Pages which had no documentation and were blank parent pages linking to child pages, I did not remove.
Comment #18
avpadernoThe list given from greggles has been scanned. The left book pages are the ones with child pages.
Comment #19
vm commented^5 Kiam
Thanks greggles and sepeck. Let's see how the word limit works out over the next few days. Will reopen if needed.
Comment #20
webernet commentedFYI: #361106: Reduce the minimum word limit?
Comment #21
gregglesMaybe the long term solution is better spam fighting tools.
Comment #22
avpadernoIs there any reason why Mollom is used on g.d.o, and not on d.o?
Comment #23
gregglesre #22 - killes really dislikes black boxes.
To expand on my comment in #21, we could create a view or a page on d.o that shows book nodes in a table sortable by the number of characters and the date posted.
Comment #24
avpadernoViews solution is good. Rather than being limited to book pages, it could be made for all the content types, and have an exposed filter that allows to filter out the list basing on the content type of the nodes.
Actually, it could be good to have a more generic view that would allow to easily catch spam posts. I am not sure how this could be achieved, but we could start using a view with filters with default values that would allow to catch some spam messages (i.e. the content length is not higher than X characters, the post has been committed in the last 10 minutes, etc...).
Comment #25
vm commentedI'm not at all opposed to a view maintainers can pull up which may have a word count or something that would help keep up with the test pages being posted.
After reading the discussion in #361106: Reduce the minimum word limit? , I understand the arguments both Lee and Webchick make with reference to feeling as they have to uyse more nodes then necessary, especially when, by design, they want a blank parent menu item with child menu items.

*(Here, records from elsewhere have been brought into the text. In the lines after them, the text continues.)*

PR #181, opened 2023-01-11
Unpin ruby version

sato11:
Hi 👋 I find the existence of .ruby-version keeping me from randomly using with Ruby 3.2.

There has been one since [the initial commit](https://github.com/jmortlock/doorkeeper-openid_connect/commit/7dfc9bbce77b22bed5a3fe39350236835bc2c98a#diff-1bdb3279c7718f7037156f83c80eb81c58d37b286e027219e055b76249082264) but I bet it is unconventional to include it in gem repository. For example it disables us from `bundle install` with any versions of Ruby but the one specified, which I reckon is disadvantageous.


nbulaj (approved):
Yeah, agree, better not to have it. We should allow any local Ruby version for development :+1:

PR #182, opened 2023-01-11
Bump the range of supported Ruby and Rails versions

sato11:
Ruby 3.2 is out and 2.6 has reached the EOL:
https://www.ruby-lang.org/en/downloads/branches/

Also since Rails 5 has been dropped support for and
corresponding gemfiles are now dispensable to ci.

This is a follow-up to what I have committed to doorkeeper gem in https://github.com/doorkeeper-gem/doorkeeper/pull/1618.  I guess it would be great if the CI setup mirrors what doorkeeper has just like #175 has achieved it.

As 2.6 is dropped from CI I'm including the change that bumps the required ruby version. What do you think?

### DIFF
--- a/.github/workflows/ci.yml
+++ b/.github/workflows/ci.yml
@@ -21,23 +21,16 @@ jobs:
       matrix:
         os: [ ubuntu-latest ]
         ruby:
-          - 2.6
           - 2.7
           - '3.0'
           - '3.1'
+          - '3.2'
           - head
         gemfile:
-          - gemfiles/rails_5.0.gemfile
-          - gemfiles/rails_5.2.gemfile
           - gemfiles/rails_6.0.gemfile
           - gemfiles/rails_6.1.gemfile
           - gemfiles/rails_7.0.gemfile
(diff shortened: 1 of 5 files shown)


sato11:
Forgot to mention it in the changelog. Added it 🙂

nbulaj:
@sato11 could you please fix the conflicts? :pray: Thanks!

.github/workflows/ci.yml
```diff
@@ -36,8 +36,6 @@ jobs:
         exclude:
           - ruby: 3.0
             gemfile: gemfiles/rails_5_2.gemfile
```
nbulaj, line 38: We can also drop Rails 5.0 and 5.2

sato11: Right. Will commit it here since you mention it 👍

sato11: @nbulaj How does it look to you now? 🙂

nbulaj (approved):
LGTM :+1:

PR #183, opened 2023-01-17
stop render consent screen when user is not logged-in

nov:
current `doorkeeper-openid_connect` implementation always renders consent screen when `prompt=consent` is requested.
however, user can be **_non-authenticated_** status when requesting.
in that case, application tend to redirect to login page, and it conflicts with rendering consent screen, and results in `AbstractController::DoubleRenderError` error.

this pull request stop rendering consent screen when user is not authenticated, and will render consent screen after the user is authenticated.

### DIFF
--- a/CHANGELOG.md
+++ b/CHANGELOG.md
@@ -1,6 +1,7 @@
 ## Unreleased
 
 - [#PR ID] Add your changelog entry here.
+- [#183] stop render consent screen when user is not logged-in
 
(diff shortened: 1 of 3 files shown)


nbulaj (approved):
LGTM :+1: 

Can we add a changelog entry for this one? :pray:

nov:
ok, added changelog.

nbulaj:
Thanks!

PR #188, opened 2023-02-01
Fix dookeeper-jwt compatibility

### LINKED ISSUE #187: uninitialized constant Doorkeeper::JWT::JWK in 1.8.4
I just upgraded to `doorkeeper-openid_connect` version 1.8.4 and my application is no longer running with the following error and stack trace:

```
JWT::JWK.new(key)
       ^^^^^> with backtrace:

# /Users/user/.gem/ruby/3.1.3/gems/doorkeeper-openid_connect-1.8.4/lib/doorkeeper/openid_connect.rb:51:in `signing_key'
# /Users/user/.gem/ruby/3.1.3/gems/doorkeeper-openid_connect-1.8.4/lib/doorkeeper/openid_connect/id_token.rb:35:in `as_jws_token'
```

zavan:
Using this gem along with the `doorkeeper-jwt` gem caused problems because that gem defines a `Doorkeeper::JWT` constant, so the autoloader thinks it should load `JWT::JWK` and other constants under the `JWT` namespace from there since this gem is also under the `Doorkeeper` namespace. The solution is to prefix the `JWT` uses with `::`.

Fixes #187.

### DIFF
--- a/lib/doorkeeper/openid_connect.rb
+++ b/lib/doorkeeper/openid_connect.rb
@@ -48,7 +48,7 @@ module Doorkeeper
         else
           OpenSSL::PKey.read(configuration.signing_key)
         end
-      JWT::JWK.new(key)
+      ::JWT::JWK.new(key)
     end
 
     def self.signing_key_normalized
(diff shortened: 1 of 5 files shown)


zavan:
Fixes #187.

nbulaj (approved):
Stupid error :smile: 
Thanks!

Finding a middle of the road for all involved would certiainly be the prudent thing to do.
Comment #26
WorldFallz commentedsee #421676: Implement view for orphan book pages for a related effort aimed at orphan book pages
Comment #27
vm commentedorphaned pages help too but some of these 0 word test pages were child pages thrown in as child pages arbitrairily.
Comment #28
silverwing commentedCertainly not perfect :) Someone just posted a test page that read:
Comment #29
vm commentedyea I guess it will be an issue with test pages regardless of the word limit set. Users can just paste Loren Ipsum to get around any setting. Not sure how to handle this going forward but at least, with the aid of greggles list, we were able to get the pages that have been missed in the past.
Comment #30
sepeck commentedImmediately block that user. There is a warning message regarding test posts on book pages.